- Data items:
Start of Block

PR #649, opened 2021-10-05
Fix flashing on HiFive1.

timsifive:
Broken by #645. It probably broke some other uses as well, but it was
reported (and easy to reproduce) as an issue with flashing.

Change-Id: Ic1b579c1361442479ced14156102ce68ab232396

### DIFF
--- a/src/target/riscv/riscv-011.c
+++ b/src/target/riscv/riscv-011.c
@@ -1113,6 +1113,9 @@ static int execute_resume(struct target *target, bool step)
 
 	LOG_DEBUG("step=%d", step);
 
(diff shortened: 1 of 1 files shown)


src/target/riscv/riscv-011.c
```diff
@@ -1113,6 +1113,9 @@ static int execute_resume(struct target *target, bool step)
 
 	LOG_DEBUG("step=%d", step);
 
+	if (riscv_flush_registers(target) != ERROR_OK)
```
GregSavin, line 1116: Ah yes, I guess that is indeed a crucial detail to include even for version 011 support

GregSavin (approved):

End of Block

- Exercise:
What lines above contain the word "target"? Please copy each one.

- Your solution:
--- a/src/target/riscv/riscv-011.c
+++ b/src/target/riscv/riscv-011.c
@@ -1113,6 +1113,9 @@ static int execute_resume(struct target *target, bool step)
src/target/riscv/riscv-011.c
@@ -1113,6 +1113,9 @@ static int execute_resume(struct target *target, bool step)
+	if (riscv_flush_registers(target) != ERROR_OK)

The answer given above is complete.